Dubai, penerima proyek FDI greenfield terbesar kedua secara global, menarik 1.202 proyek (81 persen dari total) dengan arus masuk modal sebesar $8,45 miliar. Laporan tersebut tidak menyebutkan negara atau kota mana yang menduduki peringkat pertama dalam peringkat proyek.
Investasi greenfield adalah ketika sebuah perusahaan meluncurkan bisnis di luar negeri tanpa mengandalkan infrastruktur yang sudah ada.
Ras Al Khaimah muncul sebagai penerima terbesar berdasarkan modal, menarik $10,6 miliar di 17 proyek, menempatkannya di peringkat keenam secara global dalam arus masuk modal FDI, kata laporan tersebut.
Abu Dhabi mengamankan 180 proyek senilai $5,2 miliar, sementara Sharjah menarik 46 proyek senilai $1,8 miliar.
Secara keseluruhan, FDI greenfield naik 79 persen menjadi $33,2 miliar tahun lalu, dari $18,7 miliar pada 2024. UEA menempati peringkat ke-10 secara global dalam arus masuk modal FDI. Nama negara lain dalam daftar 10 besar tidak diungkapkan.
Modal FDI dari India mencapai $12,6 miliar di 275 proyek, didorong terutama oleh pusat manufaktur pintar senilai $10 miliar untuk produsen kendaraan listrik Erisha E Mobility di Ras Al Khaimah.
AS menempati peringkat kedua dalam investasi modal dengan $10,3 miliar di 219 proyek, ditopang oleh ekspansi pusat data Microsoft senilai $5,5 miliar dan kampus Stargate AI di Abu Dhabi.
Inggris berinvestasi dalam 291 proyek, tetapi investasi modal sebesar $1,2 miliar, berfokus pada layanan dan teknologi berskala kecil.

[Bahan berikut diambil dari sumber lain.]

PR #8, opened 2019-08-06
Made images into links. Created admin controller on backend to check …

robertpin:
…if user is admin

### DIFF
--- a/ClientApp/viking-vault/src/App.tsx
+++ b/ClientApp/viking-vault/src/App.tsx
@@ -1,20 +1,10 @@
 import React from 'react';
-import { ProfilePage } from './ProfilePage';
-import './App.css';
-import { BrowserRouter as Router, Route, Link } from "react-router-dom";
-import { LoginForm } from './Login'
-import { RegisterForm } from "./RegisterForm";
-import "./ProfilePage.css"
-import UserPage from './components/UserPage';
+import { Router } from './Router';
 
 const App: React.FC = () => {
   return (
     <div className="App">
-      <Router>
-        <Route path="/register/" exact component={RegisterForm} />
-        <Route path="/" exact component={LoginForm}/>
-        <Route path="/user" component={UserPage} />
-      </Router>
+      <Router></Router>
     </div>
   );
 }
--- a/ClientApp/viking-vault/src/App.tsx
+++ b/ClientApp/viking-vault/src/App.tsx
@@ -12,7 +12,7 @@ const App: React.FC = () => {
     <div className="App">
       <Router>
         <Route path="/register/" exact component={RegisterForm} />
-        <Route path="/login/" exact component={LoginForm}/>
+        <Route path="/" exact component={LoginForm}/>
         <Route path="/user" component={UserPage} />
       </Router>
     </div>
--- a/ClientApp/viking-vault/src/Router.tsx
+++ b/ClientApp/viking-vault/src/Router.tsx
@@ -31,16 +31,9 @@ class Router extends React.Component<any, IState> {
             }
         }).then(response => response.json())
         .then(result => {
-            if(result === true) {
-                this.setState({
-                    isAdmin: true
-                })
-            }
-            else {
-                this.setState({
-                    isAdmin: false
-                })
-            }
+            this.setState({
+                isAdmin: result
+            })
         });
     }
 
@@ -48,16 +41,18 @@ class Router extends React.Component<any, IState> {
         this.isUserAdmin();
     }
 
+    private makeRedirect() {
+        if(sessionStorage.getItem("Authentication-Token") === null)
+            return <Redirect to="/login" />;
+        else
+            return <Redirect to={this.state.isAdmin? "/admin" : "/user"} />;
+    }
+
     render() {
         return <BRouter>
             <Route path="/register/" exact component={RegisterForm} />
             <Route path="/login" exact component={LoginForm} />
-            <Route path="/" exact render={() => {
-                if(sessionStorage.getItem("Authentication-Token") === null)
-                    return <Redirect to="/login" />;
-                else
-                    return <Redirect to={this.state.isAdmin? "/admin" : "/user"} />;
-            }}/>
+            <Route path="/" exact render={() => this.makeRedirect()}/>
             <Route path="/user" component={UserPage} />
         </BRouter>
     }
--- a/ClientApp/viking-vault/src/Router.tsx
+++ b/ClientApp/viking-vault/src/Router.tsx
@@ -1,0 +1,66 @@
+import React from "react";
+import { Route, Redirect, BrowserRouter as BRouter } from 'react-router-dom';
+import { RegisterForm } from "./RegisterForm";
+import { LoginForm } from "./Login";
+import UserPage from './components/UserPage';
+import {constants} from "./ConstantVariables";
+import "./App.css"
+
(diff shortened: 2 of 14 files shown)


Server/VikingVault.API/Controllers/AdminController.cs
```diff
@@ -0,0 +1,33 @@
...
+    public class AdminController : ControllerBase
+    {
+        private readonly IAdminService _adminService;
+        
+        public AdminController(IAdminService adminService)
+        {
+            _adminService = adminService;
+        }
+
+        [HttpPost]
```
vladbuda: Should this be a POST request? How about a GET request?

ClientApp/viking-vault/src/App.tsx
```diff
@@ -12,7 +12,7 @@ const App: React.FC = () => {
     <div className="App">
       <Router>
         <Route path="/register/" exact component={RegisterForm} />
-        <Route path="/login/" exact component={LoginForm}/>
+        <Route path="/" exact component={LoginForm}/>
```
vasi-axinte: Default path should take us to the dashboard, not login. If the user isn`t logged in, the router should be the one that redirects to the login page instead.

ClientApp/viking-vault/src/components/TopBar.tsx
```diff
@@ -1,13 +1,58 @@
...
+import {variables} from "../ConstantVariables";
 
-class TopBar extends React.Component{
+const baseUrl = variables.baseUrl;
+
+interface IState {
+    isAdmin: boolean;
+}
+
+class TopBar extends React.Component<any, IState>{
```
vasi-axinte, line 13: Please use types for state and props :)

Server/VikingVault.Services/AdminService.cs
```diff
@@ -0,0 +1,30 @@
...
+        {
+            _dbContext = dbContext;
+        }
+
+        public bool IsAdmin(string token)
+        {
+            var tokenObject = new JwtSecurityToken(token);
+            string userId = tokenObject.Payload["Id"].ToString();
+            var returnedUser = _dbContext.User.SingleOrDefault(u => u.Id == Int32.Parse(userId));
+            if (returnedUser.Email == "admin")
```
vasi-axinte: can`t we directly return "returnedUser.Email == "admin" ?

vasi-axinte (changes requested):

ClientApp/viking-vault/src/App.tsx
robertpin: I changed the routes so that the Login page is now on / and not on /login to avoid homepage redirects. If a user comes to the page it shouldn't be redirected to /login

ClientApp/viking-vault/src/components/TopBar.tsx
robertpin: But the component has no props. We don't need props for this component

ClientApp/viking-vault/src/components/TopBar.tsx
```diff
@@ -1,13 +1,58 @@
 import React from 'react'
 import './styles.css'
 import logo from './images/logo.png'
+import { Link } from 'react-router-dom';
+import {variables} from "../ConstantVariables";
```
Slitthe: wouldn't it make more sense to name this `constants` instead of `variables`?

ClientApp/viking-vault/src/components/TopBar.tsx
```diff
@@ -1,13 +1,58 @@
 import React from 'react'
```
Slitthe, line 1: Small thing, but try to group imports in a way, usually when you import an npm module you put them at the top, then group images and css files, then other components and external objects/files

Server/VikingVault.Services/AdminService.cs
```diff
@@ -0,0 +1,30 @@
...
+        public AdminService(VikingVaultDbContext dbContext)
+        {
+            _dbContext = dbContext;
+        }
+
+        public bool IsAdmin(string token)
+        {
+            var tokenObject = new JwtSecurityToken(token);
+            string userId = tokenObject.Payload["Id"].ToString();
+            var returnedUser = _dbContext.User.SingleOrDefault(u => u.Id == Int32.Parse(userId));
```
Slitthe: When the return type is clear, it's okay to use `var`, for example in `var tokenObject = new JwtSecurityToken(token);`, but when it's not, like this `var returnedUser = _dbContext.User.SingleOrDefault(u => u.Id == Int32.Parse(userId));`, it's better to use an explicit type instead of `var`

Slitthe: Just a warning here, when you use the `.Parse()`, it can fail to parse, so keep that in mind. It's usually better to use `.TryParse()` as the default parsing method. You don't need to change anything here, just keep that in mind (you probably knew that already but reminders are good 😅 )

ClientApp/viking-vault/src/components/TopBar.tsx
```diff
@@ -1,13 +1,58 @@
...
+        fetch(baseUrl+"admin", {
+            method: "POST",
+            headers: {
+              'Accept': 'application/json',
+              'Content-Type': 'application/json',
+              'x-access-token' : token.toString()
+            }
+        }).then(response => response.json())
+        .then(result => {
+            if(result === true) {
```
Slitthe: Why do you need the if/else blocks here, couldn't you simple say `this.setState({ isAdmin = result });`

ClientApp/viking-vault/src/components/TopBar.tsx
```diff
@@ -1,13 +1,58 @@
...
+const baseUrl = variables.baseUrl;
+
+interface IState {
+    isAdmin: boolean;
+}
+
+class TopBar extends React.Component<any, IState>{
+    constructor(props:any) {
+        super(props);
+        this.state = {
```
Slitthe: For constructors that simply set a state, you can get rid of them and set the state as a class property
https://miro.medium.com/max/700/0*OKQ-h5NIfbiH8OQD.png

vasi-axinte (approved):

ClientApp/viking-vault/src/Router.tsx
```diff
@@ -0,0 +1,66 @@
...
+    componentDidMount() {
+        this.isUserAdmin();
+    }
+
+    render() {
+        return <BRouter>
+            <Route path="/register/" exact component={RegisterForm} />
+            <Route path="/login" exact component={LoginForm} />
+            <Route path="/" exact render={() => {
+                if(sessionStorage.getItem("Authentication-Token") === null)
```
Slitthe: Please extract this into a class method, usually it's not very good to have functions written inside of JSX, it makes the code harder to read, to understand and to debug

ClientApp/viking-vault/src/Router.tsx
```diff
@@ -0,0 +1,66 @@
...
+            method: "GET",
+            headers: {
+              'Accept': 'application/json',
+              'Content-Type': 'application/json',
+              'x-access-token' : token.toString()
+            }
+        }).then(response => response.json())
+        .then(result => {
+            if(result === true) {
+                this.setState({
```
Slitthe: Please also get rid of the if/else statements in here and replace them with `this.setState({ isAdmin: result })`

Kontribusi FDI dari China mencapai $1,3 miliar, Prancis $1,2 miliar, dan Kuwait $963 juta.
Selama periode 2021–2025, UEA menarik FDI greenfield kumulatif sebesar $98,4 miliar di 5.603 proyek, mewakili tingkat pertumbuhan tahunan gabungan sebesar 32 persen, kata Emirates NBD.